Trump pubblica un video Ai con Obama in manette: l’ex presidente dietro le sbarre sulle note di “Ymca”

Arrivano gli agenti federali: "Nessuno è al di sopra della legge". Tulsi Gabbard spera che la scena diventi realtà: "I dem hanno orchestrato una cospirazione per montare il Russiagate. È stato un colpo di Stato contro il presidente eletto dal popolo"

Esteri - di Ginevra Lai - 21 Luglio 2025 alle 19:38

È comparso domenica su Truth Social, la piattaforma ufficiale del presidente Trump, un video della durata di 45 secondi interamente generato con l’Ai. Il protagonista? Barack Obama. Le immagini, inizialmente condivise su TikTok e poi rilanciate dal presidente in carica, mettono in scena un finto colloquio nello Studio Ovale tra Trump e il suo predecessore, presto interrotto da una sequenza surreale quanto simbolica: sulle note della celebre “Ymca” dei Village People — tormentone tanto amato dal tycoon —, Obama viene ammanettato da agenti federali, trascinato via e rinchiuso in una cella. Indossa una tuta arancione, le mani dietro la schiena, lo sguardo abbattuto. E la la scritta fissa: «Nessuno è al di sopra della legge». Stessa frase che l’ex presidente e la sua cerchia gradivano ripetere ad ogni comizio.

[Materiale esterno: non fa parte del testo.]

PR #42, opened 2024-12-26
Pyserver add comment

Brandon-Perry:
Adds an id to comment and a commentId field to claims. 

Changes the doc strings as well to reflect these changes.

### DIFF
--- a/pyserver/main.py
+++ b/pyserver/main.py
@@ -82,15 +82,15 @@ def comments_to_tree(req: CommentsLLMConfig, log_to_wandb:bool = False):
     },
     "comments": [
         {
-            "id: "..",
+            "id: "c1",
             "text": "I love cats"
         },
         {
-            "id: "..",
+            "id: "c2",
             "text": "dogs are great"
         },
         {
-            "id: "..",
+            "id: "c3",
             "text": "I'm not sure about birds"
         }
     ]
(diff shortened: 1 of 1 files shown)


pyserver/main.py
```diff
@@ -81,12 +82,15 @@ def comments_to_tree(req: CommentsLLMConfig, log_to_wandb:bool = False):
     },
     "comments": [
         {
+            "id: "..",
```
staceysv, line 85: nit: prefer literal example in comments, so "id" : "123", then "id" : "456", "id" : "789". Can even put in an example like "id" : "my-random-string-here" to make it super clear to the reader. Also "id" is missing the closing quote here in all the rows.

pyserver/main.py
```diff
@@ -312,6 +319,7 @@ def all_comments_to_claims(req:CommentTopicTree, log_to_wandb:bool = False) -> d
                     "claims": [
                         {
                             "claim": "Cats are the best household pets.",
+                            commentId":"..",
```
staceysv, line 322: same minor nit: commentId missing starting quote, would prefer literal example of a comment id string

pyserver/main.py
```diff
@@ -585,6 +606,8 @@ def sort_claims_tree(claims_tree:ClaimTree, log_to_wandb: bool = False)-> dict:
                         "claims": [
                             {
                                 "claim": "Dogs are superior pets.",
+                                "commentId" "..",
```
staceysv, line 609: accidental double add

staceysv (approved):
looks great, thanks for adding this! Let's merge & can clean up comments when we get a chance since it's style/readability.

I prefer literal examples when possible for maximum informativeness/readability — so "id" : "1234", "id" : "my-random-hash-string", "id" : "auhfe7fh3er2", "commentId" : "12831724" etc. Don't have to be so random/can absolutely be repeated, and imho much more clear than "..", especially when an id can often have numerical, OR string, or some fancy/specific/reserved type (which we may want later to be, say, globally unique in our system, or correctly retrievable from some DB).

PR #46, opened 2024-12-30
Create report form [merge #44 first]

Brandon-Perry:
Based from #44 

Creates a new front-end for making reports


staceysv:
love the cost estimates especially—excellent work @Brandon-Perry !

PR #48, opened 2025-01-02
[WIP] pyserver cleanup

staceysv:
* standardize all the keys in API responses to `"data"` instead of various different strings
* separate and much cleaner test file :)
* minor fix in managing commentIds

Note: deduplication has gotten worse/changed for me from past tests—not sure what exactly could be happening here yet :)


objectivevan:
Looking into dedup

PR #49, opened 2025-01-09
Shared pyserve integration

Brandon-Perry:
PR to track our integration

Set to draft until we decide we're ready to merge

PR #51, opened 2025-01-09
#49 << Pyserver fix

Brandon-Perry:
Merges into #49 

I figured out the issue that I showed @staceysv earlier. Turns out it was due to usage not being in JSON format. I added .model_dump() to it and that fixed the issue.


staceysv (commented):
thanks for finding the fix!! I would like to figure out what's happening here/why it's different from the other routes—I don't think we should need this.

staceysv (approved):

staceysv:
I still want to figure out what's happening here, and merging for now to see if this branch will work for me

PR #54, opened 2025-01-09
next client env parsing

Brandon-Perry:
Redoes env management on the nextjs client

Now we parse the env when the Next server starts and tells you when you fuck up in an easily readable message.
Also exports the validated env as a var that can be passed around on the Next server. This way we don't have to do existential checks whenever we want to use one.

Example error message:
[Error: There are error(s) with your next-js env: 
 
0) PIPELINE_EXPRESS_URL env var is missing. This is a required. 
]


Brandon-Perry:
@es92 is this a secure approach? the import 'server-only' at the top should prevent it from being passed to the client. But idk if there's any issues with having it saved as a const.

objectivevan:
we should have a conversation with C and S about our threat models re: highly sophisticated attackers, but this seems sane and good enough for right now.

PR #65, opened 2025-01-13
updated example env

Brandon-Perry:
Updated example envs


express-server/.example-env
```diff
@@ -1,9 +1,10 @@
...
+export OPENAI_API_KEY=
+export GCLOUD_STORAGE_BUCKET= name of your bucket
+export CLIENT_BASE_URL= for dev: http://localhost:3000
+export GOOGLE_CREDENTIALS_ENCODED= base 64 encoding of your credentials
+export PYSERVER_URL= for dev: http://localhost:8000
+export FIREBASE_DATABASE_URL= found in your firebase project
+export REDIS_HOST= for dev: localhost
+export REDIS_PORT= for dev: 6379
+export GOOGLE_APPLICATION_CREDENTIALS= path to your credentials. Suggest using ./credentials
+export NODE_ENV=
```
staceysv, line 10: NODE_ENV: is this "dev" vs "prod"? can we add that?

next-client/.example-env.local
```diff
@@ -1,2 +1,9 @@
 # How env works on NextJS: https://nextjs.org/docs/pages/building-your-application/configuring/environment-variables#default-environment-variables
-PIPELINE_EXPRESS_URL= # This is by default localhost:8080 on dev
\ No newline at end of file
+PIPELINE_EXPRESS_URL= # This is by default localhost:8080 on dev
+# Firebase keys below should be found on your firebase project. These are not sensitive and can be shared with the client.
```
staceysv, line 3: nice, is there a particular page which shows these? like "under main menu > project settings in your Firebase admin account"?

staceysv (approved):
this is really helpful, thank you! merging now, would love to add the details from the two comments (how is NODE_ENV used and can we tell the user where in Firebase to find all the config info we need, assuming it might not be super obvious).

Also, would be great to have a single AOI-local-dev-mode env file we can reuse (perhaps except from 1-2 fields to be overwritten), instead of everyone individually filling out these fields—will add to the Runbook.

PR #102, opened 2025-02-10
changed barchart to show people instead of claims

Brandon-Perry:


colleenm (approved):
yesss looks good on the dev server, ship it! 🛥️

Trump si prende beffa di Obama grazie all’Ai

La scena è grottesca solo in superficie. Il messaggio che veicola, invece, è politico fino al midollo. La pubblicazione del video infatti coincide con l’intervento di Tulsi Gabbard a Sunday morning futures, su Fox News. Ex deputata democratica delle Hawaii, oggi capo dell’intelligence nazionale per volere di Trump, Gabbard ha lanciato accuse precise e clamorose: «Le implicazioni sono, francamente, storiche. Oltre cento documenti che abbiamo reso pubblici venerdì forniscono prove dettagliate di come questa cospirazione – che io definisco tradimento – sia stata diretta da Barack Obama poche settimane prima che lasciasse la Casa Bianca, dopo la vittoria di Trump».

Secondo Gabbard, l’amministrazione uscente nel 2016 avrebbe “fabbricato prove di intelligence” per montare lo scandalo del Russiagate. Prima di tali elezioni non esisteva alcuna prova concreta di collusione tra Trump e la Russia. L’intera narrazione, a suo dire, è stata manipolata da figure politicamente motivate con l’obiettivo di danneggiare il presidente eletto.

Non una semplice accusa di interferenze. Ma il racconto di una strategia metodica e premeditata: «Costruire ad arte una finta analisi che affermava l’aiuto della Russia a favore di Trump ha contraddetto ogni valutazione fatta nei mesi precedenti al voto, in cui si diceva chiaramente l’opposto: Mosca non aveva né l’intenzione né la capacità di “hackerare le elezioni americane”».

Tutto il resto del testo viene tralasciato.